The tactical savvy that Sweeney brings might help stanch the AFL-CIO's bleeding (it's been losing more than 200,000 members a year). But tactics alone won't rescue labor from its peculiar weakness and insularity. To break through that barrier, the AFL-CIO will need to convince a majority of Americans--or at least a muscular plurality--that solidarity is good for what ails us. They need to sell the case that our colossal wage inequality is not a fact of nature; that a progressive labor movement can make our workplaces more decent and more productive; and that strong unions can leverage gains not only for their members but for the broader society.

Making this case won't be easy, but it's unavoidable. Without such a framework, even the cleverest organizing tactics will come to seem hollow. As Bernard says, "The labor movement is eternally in danger of becoming a Contracts 'R' Us operation that only services its existing members. You've got to look in the mirror every morning and ask yourself: 'What am I organizing for?' "

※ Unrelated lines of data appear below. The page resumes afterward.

PR #13, opened 2020-09-23
feat: Implement _include:iterate & _revinclude:iterate

carvantes:
Description of changes:

These PR adds support for the `_include:iterate` and `_revinclude:iterate` search parameters

From the FHIR spec:

The inclusion process can be iterative, if (and only if) the modifier :iterate is included. For example, this search returns all Medication Request resources and their prescribing Practitioner Resources for the matching Medication Dispense resources:

```
GET [base]/MedicationDispense?_include=MedicationDispense:prescription&_include:iterate=MedicationRequest:performer&criteria...
```
This technique applies to circular relationships as well. For example, the first of these two searches includes any related observations to the target relationships, but only those directly related. The second search asks for the _include based on related parameter to be executed iteratively, so it will retrieve observations that are directly related, and also any related observations to any other included observation.

```
GET [base]/Observation?_include=Observation:related-target&criteria...
GET [base]/Observation?_include:iterate=Observation:related-target&criteria...
```

---
Evaluating `:iterate` inclusions is the last step of search since it operates on top of the resources found by regular search criteria and the resources found by regular _include/_revinclude

The basic idea is to run the already existing inclusion process iteratively, feeding the resources found by one iteration as the starting resources for the next one. Iterations stop once either:
- No more resources are found. This means that the inclusion process is complete
- `MAX_INCLUDE_ITERATIVE_DEPTH` is reached. This protects us from returning way too many results.
> Using iterative wildcards inclusions might lead to the retrieval of the full patient's record, or even more than that: resources are organized into an interlinked network and broad _include paths may eventually traverse all possible paths on the server.
It is at the server's discretion how deep to iteratively evaluate the inclusions. Servers are expected to limit the number of iterations done to an appropriate level and are not obliged to honor requests to include additional resources in the search results.

Other changes:

- include & revinclude queries are now sent together in a single call to ES. Less calls to ES is better.
- Updated several SearchInclusions functions to operate on multiple resource types at once. Before we could assume that all the resources matched the `requestResourceType`. This is no longer true for `:iterate`

### DIFF
--- a/src/elasticSearchService.ts
+++ b/src/elasticSearchService.ts
@@ -26,7 +26,11 @@ const NON_SEARCHABLE_FIELDS = [
     '_format',
     '_include',
     '_revinclude',
+    '_include:iterate',
+    '_revinclude:iterate',
 ];
+
+const MAX_INCLUDE_ITERATIVE_DEPTH = 5;
 
 // eslint-disable-next-line import/prefer-default-export
 export class ElasticSearchService implements Search {
@@ -137,11 +141,12 @@ export class ElasticSearchService implements Search {
                 );
             }
 
-            const [includedResources, revincludedResources] = await Promise.all([
-                this.processSearchIncludes(result.entries, request),
-                this.processSearchRevIncludes(result.entries, request),
-            ]);
-            result.entries.push(...includedResources, ...revincludedResources);
+            const includedResources = await this.processSearchInclusions(result.entries, request);
+            result.entries.push(...includedResources);
+
+            const iterativelyIncludedResources = await this.processIterativeSearchInclusions(result.entries, request);
+            result.entries.push(...iterativelyIncludedResources);
+
             return { result };
         } catch (error) {
             console.error(error);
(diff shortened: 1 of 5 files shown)


src/elasticSearchService.ts
```diff
@@ -26,8 +26,12 @@ const NON_SEARCHABLE_FIELDS = [
     '_format',
     '_include',
     '_revinclude',
+    '_include:iterate',
+    '_revinclude:iterate',
 ];
 
+const MAX_INCLUDE_ITERATIVE_DEPTH = 5;
```
rsmayda, line 33: With Lambda upper limit of being response size of 6mb and using an average resource size of 100kb that means we can return ~6mb/100kb = 60 resources;

Do you think the iterative depth is too large? or perhaps the depth could be more dynamic (ie when the response size reaches >50 entries)

src/elasticSearchService.ts
```diff
@@ -233,36 +238,71 @@ export class ElasticSearchService implements Search {
...
+            searchEntries.map(searchEntry => searchEntry.resource.id),
         );
+        const resourceIdsWithInclusionsAlreadyResolved: Set<string> = new Set();
 
-        const { hits } = await this.executeQueries(searchQueries);
-        return this.hitsToSearchEntries({ hits, baseUrl: request.baseUrl, mode: 'include' });
+        console.log('Iterative inclusion search starts');
+
+        let resourcesToIterate = searchEntries;
+        for (let i = 0; i < MAX_INCLUDE_ITERATIVE_DEPTH; i += 1) {
```
rsmayda, line 278: Out of curiousity does a fhir client know if the results are limited or not (from the FHIR spec it doesn't seem to specify)

rsmayda (commented):
Question around AWS infrastructure limitations

src/elasticSearchService.ts
carvantes: From what I've read, no there's no way to tell. 

Although there's an optional way of communicating errors described at: https://www.hl7.org/fhir/search.html#errors
> In such cases, the search process MAY include an OperationOutcome in the search set that contains additional hints and warnings about the search process. This is included in the search results as an entry with search mode = outcome. Clients can use this information to improve future searches. If, for example, a client performed the following search:

>GET [base]/Observation?patient.identifier=http://example.com/fhir/identifier/mrn|123456

>and there is no patient for MRN 123456, the server would return a bundle with a warning.

The guidance is for errors in general, not just for include stuff. And it's completely optional. I guess it'd be possible to return a bundle with a warning OperationOutcome telling that the included results are not complete due to a limit being exceeded.

src/elasticSearchService.ts
carvantes: 5 is just an educated guess.

100kb may be too big for an avg resource size.

running `http://hapi.fhir.org/baseR4/Patient?_include:iterate=*&_revinclude:iterate=*&_count=500` on the HAPI server returns a total of 5048 resources of 27 different resource types with a response size of 7.5MB. That averages **1.49KB per resource**

From that, 6MB should fit around 4k resources.

Resources generated from Synthea give a similar number. The entire record of a Patient generates 1.2k resources averaging **1.49KB per resource** 

I think that starting with a depth limit of 5 is ok. It's something that we can tweak in the future based on customer feedback. 
We can work later on a task focused on ensuring that this lambda does not exceed the max payload size(we don't even have a max page size defined right now)

---
btw `http://hapi.fhir.org/baseR4/Patient?_include:iterate=*&_revinclude:iterate=*&_count=500` is a crazy query. I tend to think that customers issue much more specific queries all the time. I need more customer feedback to validate my assumptions though.

wildcards are known to be slow and are frowned upon by FHIR implementations:
>You can include all resources referenced from the search result using *. This is considered bad practice because it's too implicit. This feature is only implemented for conformance with the FHIR specification. Please avoid using it! 

and some implementations outright not support them in iterations:
>_include=* could not be used as part of chained (rev)includes!

https://docs.aidbox.app/basic-concepts/search-1/_include-and-_revinclude

rsmayda: Thanks for this great research -- we should add this documentation somewhere. knowing the 'average' resource size will be good for future designs

src/elasticSearchService.ts
rsmayda: Thanks for checking I say we leave it as is and adjust if customer feedback deems it so

rsmayda (approved):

I f labor were less defensive and insular and better embedded in a larger reform movement, it might be more motivated to address its own shortcomings. First--ahem--there is the matter of housekeeping. God bless the day when no one's Uncle Ed will be able to lean across the Thanksgiving table and say, "So I hear you're working for the labor movement. Isn't that America's last bastion of mobsters, racists, and hacks?"

Second, a humbler labor movement might be less likely to cut shortsighted political deals that undercut its larger purpose. There was a pathetic scene a few weeks ago in Los Angeles, home to several respected labor-community initiatives. These alliances have sweated blood in fights with Republican Mayor Richard Riordan over public transportation, housing, and health care. But in February the Los Angeles Central Labor Council voted to endorse Riordan's re-election bid after he dangled promises of an immense hotel-development project. (The endorsement vote, which was narrow to begin with, was later rescinded after an outcry. Riordan won anyway.)

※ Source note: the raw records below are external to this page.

PR #28, opened 2020-12-10
feat: Implement date prefix based search

PrimKruskal:
Issue #, if available:
Description of changes:

These PR adds support to search based on dates and its prefixes 

From the FHIR spec:

A date parameter searches on a date/time or period. As is usual for date/time related functionality, while the concepts are relatively straight-forward, there are a number of subtleties involved in ensuring consistent behavior.

The date parameter format is yyyy-mm-ddThh:mm:ss[Z|(+|-)hh:mm] (the standard XML format).

**Prefixes:**
eq | the value for the parameter in the resource is equal to the provided value | the range of the search value fully contains the range of the target value
-- | -- | --
ne | the value for the parameter in the resource is not equal to the provided value | the range of the search value does not fully contain the range of the target value
gt | the value for the parameter in the resource is greater than the provided value | the range above the search value intersects (i.e. overlaps) with the range of the target value
lt | the value for the parameter in the resource is less than the provided value | the range below the search value intersects (i.e. overlaps) with the range of the target value
ge | the value for the parameter in the resource is greater or equal to the provided value | the range above the search value intersects (i.e. overlaps) with the range of the target value, or the range of the search value fully contains the range of the target value
le | the value for the parameter in the resource is less or equal to the provided value | the range below the search value intersects (i.e. overlaps) with the range of the target value or the range of the search value fully contains the range of the target value
sa | the value for the parameter in the resource starts after the provided value | the range of the search value does not overlap with the range of the target value, and the range above the search value contains the range of the target value
eb | the value for the parameter in the resource ends before the provided value | the range of the search value does overlap not with the range of the target value, and the range below the search value contains the range of the target value

Other changes 
ap - Approximation changes is not yet implemented. 

### DIFF
--- a/src/__snapshots__/elasticSearchService.test.ts.snap
+++ b/src/__snapshots__/elasticSearchService.test.ts.snap
@@ -110,7 +110,15 @@ Array [
       "body": Object {
         "query": Object {
           "bool": Object {
-            "filter": Array [],
+            "filter": Array [
+              Array [
+                Object {
+                  "match": Object {
+                    "someFieldThatTellsIfTheResourceIsActive": "AVAILABLE",
+                  },
+                },
+              ],
+            ],
             "must": Array [],
             "must_not": Array [],
           },
@@ -165,7 +173,15 @@ Array [
       "body": Object {
         "query": Object {
           "bool": Object {
-            "filter": Array [],
+            "filter": Array [
+              Array [
+                Object {
+                  "match": Object {
+                    "someFieldThatTellsIfTheResourceIsActive": "AVAILABLE",
+                  },
+                },
+              ],
+            ],
             "must": Array [],
             "must_not": Array [],
           },
@@ -188,7 +204,15 @@ Array [
       "body": Object {
         "query": Object {
           "bool": Object {
-            "filter": Array [],
+            "filter": Array [
+              Array [
+                Object {
+                  "match": Object {
+                    "someFieldThatTellsIfTheResourceIsActive": "AVAILABLE",
+                  },
+                },
+              ],
+            ],
             "must": Array [],
             "must_not": Array [],
           },
@@ -266,7 +290,15 @@ Array [
       "body": Object {
         "query": Object {
           "bool": Object {
-            "filter": Array [],
+            "filter": Array [
+              Array [
+                Object {
+                  "match": Object {
+                    "someFieldThatTellsIfTheResourceIsActive": "AVAILABLE",
+                  },
+                },
+              ],
+            ],
             "must": Array [],
             "must_not": Array [],
           },
@@ -321,7 +353,15 @@ Array [
       "body": Object {
         "query": Object {
           "bool": Object {
-            "filter": Array [],
+            "filter": Array [
+              Array [
+                Object {
+                  "match": Object {
+                    "someFieldThatTellsIfTheResourceIsActive": "AVAILABLE",
+                  },
+                },
+              ],
+            ],
             "must": Array [],
             "must_not": Array [],
           },
@@ -344,7 +384,15 @@ Array [
       "body": Object {
         "query": Object {
           "bool": Object {
-            "filter": Array [],
+            "filter": Array [
+              Array [
+                Object {
+                  "match": Object {
+                    "someFieldThatTellsIfTheResourceIsActive": "AVAILABLE",
+                  },
+                },
+              ],
+            ],
             "must": Array [],
             "must_not": Array [],
           },
@@ -428,7 +476,15 @@ Array [
       "body": Object {
         "query": Object {
           "bool": Object {
-            "filter": Array [],
+            "filter": Array [
+              Array [
+                Object {
+                  "match": Object {
+                    "someFieldThatTellsIfTheResourceIsActive": "AVAILABLE",
+                  },
+                },
+              ],
+            ],
             "must": Array [],
             "must_not": Array [],
           },
@@ -805,7 +861,15 @@ Array [
       "body": Object {
         "query": Object {
           "bool": Object {
-            "filter": Array [],
+            "filter": Array [
+              Array [
+                Object {
+                  "match": Object {
+                    "someFieldThatTellsIfTheResourceIsActive": "AVAILABLE",
+                  },
+                },
+              ],
+            ],
             "must": Array [],
             "must_not": Array [],
           },
@@ -860,7 +924,15 @@ Array [
       "body": Object {
         "query": Object {
           "bool": Object {
-            "filter": Array [],
+            "filter": Array [
+              Array [
+                Object {
+                  "match": Object {
+                    "someFieldThatTellsIfTheResourceIsActive": "AVAILABLE",
+                  },
+                },
+              ],
+            ],
             "must": Array [],
             "must_not": Array [],
           },
@@ -883,7 +955,15 @@ Array [
       "body": Object {
         "query": Object {
           "bool": Object {
-            "filter": Array [],
+            "filter": Array [
+              Array [
+                Object {
+                  "match": Object {
+                    "someFieldThatTellsIfTheResourceIsActive": "AVAILABLE",
+                  },
+                },
+              ],
+            ],
             "must": Array [],
             "must_not": Array [],
           },
@@ -938,7 +1018,15 @@ Array [
       "body": Object {
         "query": Object {
           "bool": Object {
-            "filter": Array [],
+            "filter": Array [
+              Array [
+                Object {
+                  "match": Object {
+                    "someFieldThatTellsIfTheResourceIsActive": "AVAILABLE",
+                  },
+                },
+              ],
+            ],
             "must": Array [],
             "must_not": Array [],
           },
@@ -993,7 +1081,15 @@ Array [
       "body": Object {
         "query": Object {
           "bool": Object {
-            "filter": Array [],
+            "filter": Array [
+              Array [
+                Object {
+                  "match": Object {
+                    "someFieldThatTellsIfTheResourceIsActive": "AVAILABLE",
+                  },
+                },
+              ],
+            ],
             "must": Array [],
             "must_not": Array [],
           },
@@ -1071,7 +1167,15 @@ Array [
       "body": Object {
         "query": Object {
           "bool": Object {
-            "filter": Array [],
+            "filter": Array [
+              Array [
+                Object {
+                  "match": Object {
+                    "someFieldThatTellsIfTheResourceIsActive": "AVAILABLE",
+                  },
+                },
+              ],
+            ],
             "must": Array [],
             "must_not": Array [],
           },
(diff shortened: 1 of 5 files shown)


src/constants.ts
```diff
@@ -10,4 +10,54 @@ export const enum SEARCH_PAGINATION_PARAMS {
     COUNT = '_count',
 }
 
+// Add here which requires date based search
+export const DATEFIELDS = [
```
nguyen102: Nitpick: Can we make these constants `SNAKE_CASE`? Example, `DATE_FIELDS`

src/constants.ts
```diff
@@ -10,4 +10,54 @@ export const enum SEARCH_PAGINATION_PARAMS {
...
+    '_include',
+    '_revinclude',
+    ...ITERATIVE_INCLUSION_PARAMETERS,
+];
+
+export const ALLOWED_PREFIXES = ['eq', 'ne', 'gt', 'lt', 'ge', 'le', 'sa', 'eb', 'ap'];
+
+export const enum PREFIXES {
+    EQUAL = 'eq',
+    NOTEQUAL = 'ne',
```
nguyen102: Nitpick: `NOT_EQUAL`

src/constants.ts
```diff
@@ -10,4 +10,54 @@ export const enum SEARCH_PAGINATION_PARAMS {
...
+    LESSER = 'lt',
+    GREATEROREQUAL = 'ge',
+    LESSEROREQUAL = 'le',
+    STARTSAFTER = 'sa', // These values need to be set appropriately
+    ENDSBEFORE = 'eb', // These values need to be set appropriately
+    APPROXIMATION = 'ap', // These values need to be set appropriately
+}
+
+export const enum ESOPERATORS {
+    LESSEROREQUAL = 'lte',
```
nguyen102: Nitpick: `LESS_OR_EQUAL`

src/elasticSearchService.ts
```diff
@@ -75,43 +66,17 @@ export class ElasticSearchService implements Search {
...
-                        bool: {
-                            must,
-                            filter,
-                        },
-                    },
-                },
+                body,
             };
+
+            console.log(JSON.stringify(params));
```
nguyen102: Debugging statement? Should we delete this?

src/__snapshots__/elasticSearchService.test.ts.snap
```diff
@@ -110,14 +110,9 @@ Array [
       "body": Object {
         "query": Object {
           "bool": Object {
-            "filter": Array [
-              Object {
-                "match": Object {
-                  "someFieldThatTellsIfTheResourceIsActive": "AVAILABLE",
-                },
-              },
-            ],
```
carvantes: This is a bug. Queries must filter using the `filterRulesForActiveResources` clause

btw, if you are not familiar with snapshot tests, the idea is that snapshots should not change unless we are explicitly changing the functionality. I'd expect your changes on this PR should to have none or minimal changes on the existing snapshots since the way we handle dates shouldn't affect the existing queries for non-date fields

https://jestjs.io/docs/en/snapshot-testing

src/queryBuilder.ts
```diff
@@ -0,0 +1,142 @@
...
+        }
+        if (prefix === PREFIXES.ENDSBEFORE) {
+            return ESOPERATORS.LESSEROREQUAL; // need to implement approximation
+        }
+        return prefix;
+    }
+
+    private splitPrefixAndValue(value: string): prefixBasedSearch {
+        // eslint-disable-next-line no-restricted-syntax
+        for (const prefix of ALLOWED_PREFIXES) {
```
carvantes: Using `for of` is discouraged. Use `ALLOWED_PREFIXES.forEach` instead

src/queryBuilder.ts
```diff
@@ -0,0 +1,142 @@
...
+            if (value.includes(prefix)) {
```
carvantes: looks like a bug, what if the value includes prefix but not at the starting position? i.e. "some**eq**stringvalue"

src/queryBuilder.ts
```diff
@@ -0,0 +1,142 @@
+/* eslint-disable class-methods-use-this */
```
carvantes: Let's not do this.

As it stands now, I don't think the `QueryBuilder` should be a class. It has a single public method and its state is not complex and it's just acting as a parameter to the single public method.

I think that this module could simply export a function like:
```
buildQuery(queryParams: any): any
```

carvantes (changes requested):
Hi, 

Thanks for submitting the PR.

Aside from the comments I left in the code, you should also add unit tests for the new functionality. The easiest would be to add tests on `elasticSearchService.test.ts` that cover search queries with dates/prefixes. Tests would be similar to the existing ones and rely on snapshots.

src/constants.ts
PrimKruskal: Thank u nguyen. I have made it as snake case.

src/constants.ts
PrimKruskal: Thank u nguyen. I have made it as snake case.

src/constants.ts
PrimKruskal: Thank u nguyen. I have made it as snake case.

src/elasticSearchService.ts
PrimKruskal: Thank u nguyen. I have removed it.

src/queryBuilder.ts
PrimKruskal: Thank u Carvantes. I have converted to FOR loop, so that we can break once first prefix is found.

src/queryBuilder.ts
PrimKruskal: Thank u Carvantes. As per FHIR standard, date fields will always have prefixes at starting. Now I have handled in a way to ignore if we found prefix other than starting position and considered entire value to part of search string. 
In future while implementing for string,  there won't be search based on value prefix. For string search, we will be having only parameter prefixes like name:contains=eve or name:exact=Eve. 

Kindly correct me, if my understanding is incorrect.

src/queryBuilder.ts
PrimKruskal: Thanks Carvantes. Converted into a function.

src/__snapshots__/elasticSearchService.test.ts.snap
PrimKruskal: Thanks Carvantes.  I have added snapshots but I am not sure whether I have completely addressed your comments.  Kindly check the latest commit and let me know if I need to make any other changes.

src/elasticSearchService.test.ts
```diff
@@ -380,4 +380,51 @@ describe('typeSearch', () => {
...
+            (ElasticSearch.search as jest.Mock).mockResolvedValue(fakeSearchResult);
+            const es = new ElasticSearchService(FILTER_RULES_FOR_ACTIVE_RESOURCES);
+            await es.typeSearch({
+                resourceType: 'Patient',
+                baseUrl: 'https://base-url.com',
+                queryParams,
+                allowedResourceTypes: ALLOWED_RESOURCE_TYPES,
+            });
+            expect((ElasticSearch.search as jest.Mock).mock.calls).toMatchSnapshot('search queries');
+            expect((ElasticSearch.search as jest.Mock).mock.calls).toMatchSnapshot('msearch queries');
```
carvantes: Remove this line 427. Only the _include/_revinclude use msearch queries

carvantes (changes requested):

src/__snapshots__/elasticSearchService.test.ts.snap
carvantes: The latest commit still has the same bug. The snapshot is telling us that a filter clause was removed from existing queries, and that's not what we want.

Queries are missing the `filterRulesForActiveResources` at https://github.com/awslabs/fhir-works-on-aws-search-es/blob/mainline/src/elasticSearchService.ts#L39 clause.

`filterRulesForActiveResources` is a filter that must be present on ALL queries in addition to any clauses that are derived from the search parameters. It is a user provided filter to filter out non-searchable documents. It is useful for soft-deleting documents. 
On the actual implementation the filter is:`[{ match: { documentStatus: 'AVAILABLE' } }]` . On the unit tests the filter is `[{ match: { someFieldThatTellsIfTheResourceIsActive: 'AVAILABLE' } }],`

It shouldn't be too hard to fix, just make sure that your `buildQuery` method always adds a filter clause with the value of `filterRulesForActiveResources`

src/queryBuilder.ts
```diff
@@ -0,0 +1,146 @@
...
+    if (search.prefix === PREFIXES.NOT_EQUAL || search.prefix === PREFIXES.EQUAL) {
+        query = {
+            range: {
+                [searchParameter]: {
+                    gte: search.value,
+                    lte: search.value,
+                },
+            },
+        };
+        return { typeOfQuery: TYPE_OF_QUERY.MUST_NOT, query };
```
carvantes: I believe this is a bug. Why does `PREFIXES.EQUAL` ends up on the `must_not` clause? I believe that no prefix is equivalent to the `eq` prefix

i.e. both are the same:
```
{{API_URL}}/Patient?birthdate=2003-12-03
{{API_URL}}/Patient?birthdate=eq2003-12-03
```

carvantes (changes requested):

src/elasticSearchService.test.ts
PrimKruskal: Thanks Carvantes. Removed search now.

src/queryBuilder.ts
PrimKruskal: Guess morning coffee didn't kick when I coded that line.  Fixed the issue now. Thanks

src/__snapshots__/elasticSearchService.test.ts.snap
PrimKruskal: My bad. I should have captured earlier. I fixed this now. I added additional check to check for length of Filter.  If we have filter available and es is not allowing to add an empty array.  I tested multiple scenarios as well.

src/queryBuilder.ts
```diff
@@ -0,0 +1,152 @@
...
+ * [{ match: { documentStatus: 'AVAILABLE' }}]
+ * @param Returns built ES query
+ */
+
+export function buildQuery(queryParams: any, filterRulesForActiveResources: any): any {
+    const must: any[] = [];
+    const filter: any[] = [];
+    const mustNot: any[] = [];
+    // Filter based on the user request
+    if (filterRulesForActiveResources.length > 0) filter.push(filterRulesForActiveResources);
```
carvantes: There's still an unintended change on the snapshots. the `filter` is now an array of arrays of query objects instead of an array of  query objects. The query itself is valid, but it's better to avoid an unnecessary nested array.

I believe that the following change + regenerating the snapshots should fix it:

```suggestion
    if (filterRulesForActiveResources.length > 0) filter.push(...filterRulesForActiveResources);
```

carvantes (changes requested):

src/__snapshots__/elasticSearchService.test.ts.snap
```diff
@@ -111,13 +111,16 @@ Array [
...
-                  "someFieldThatTellsIfTheResourceIsActive": "AVAILABLE",
+              Array [
+                Object {
+                  "match": Object {
+                    "someFieldThatTellsIfTheResourceIsActive": "AVAILABLE",
+                  },
                 },
-              },
+              ],
             ],
```
carvantes: This should not change to a nested array. See my other comment on the `buildQuery` function

src/queryBuilder.ts
PrimKruskal: Thanks Carvantes. Fixed the issue. Happy Christmas !!!

src/__snapshots__/elasticSearchService.test.ts.snap
PrimKruskal: Thanks Carvantes. Fixed the issue. Happy Christmas !!!

PrimKruskal:
Deleting the pull request.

And there's also a risk that tactical innovations like the SEIU's will come at the expense of movement-building.

Several weeks ago I spoke with a New York City organizer about the disastrous newspaper strike in Detroit. This organizer is an alumnus of the AFL-CIO's much-praised Organizing Institute, which trains both rank-and-file workers and zealous college students in the latest tactics. He was full of scorn for labor's plans for a national march on Detroit this June. "That's the lamest idea imaginable," he said. "Even if 20,000 people show up, who's going to pay attention? If they want to win a decent contract in Detroit, what they need is a squad of 50 people who will target the boards of directors of Gannett and Knight-Ridder. Find out where they live. Jam their fax machines. Harass them when they go shopping. That's how you defeat corporate power."

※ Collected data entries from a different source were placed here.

PR #29, opened 2020-12-14
feat: Add FhirPath parser and compiled search params

carvantes:
Description of changes:

Add a compiler that compiles the base FHIR SearchParameter definitions into a data structure that is useful for building ES queries.

There are two main components.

This sort of strategy is very much in the Organizing Institute's spirit. Its training materials stress "finding the person who can give you what you want" and making his or her life hell. The ghost of Max Weber might denounce these frat-boy tactics with a long sermon about means and ends, but I'm a bit more tolerant. After all, employers routinely do things just as nasty. (Did you catch the story a few weeks ago about the Coca-Cola truck driver who was bribed thousands of dollars as part of an effort to subvert an organizing drive?)

But I'm still uncomfortable. Isn't there something amiss when a movement based on solidarity and cooperation trains its organizers to behave as if they were in a Hobbesian world of all against all? The New York organizer is probably correct: The march on Detroit won't do much to help win a contract. But without a steady drumbeat of public engagement--through marches, debates, C-SPAN, the works--the labor movement will continue to smell of anachronism. So kudos to Sweeney for toning labor's muscles. Now let's work on the heart and the voice.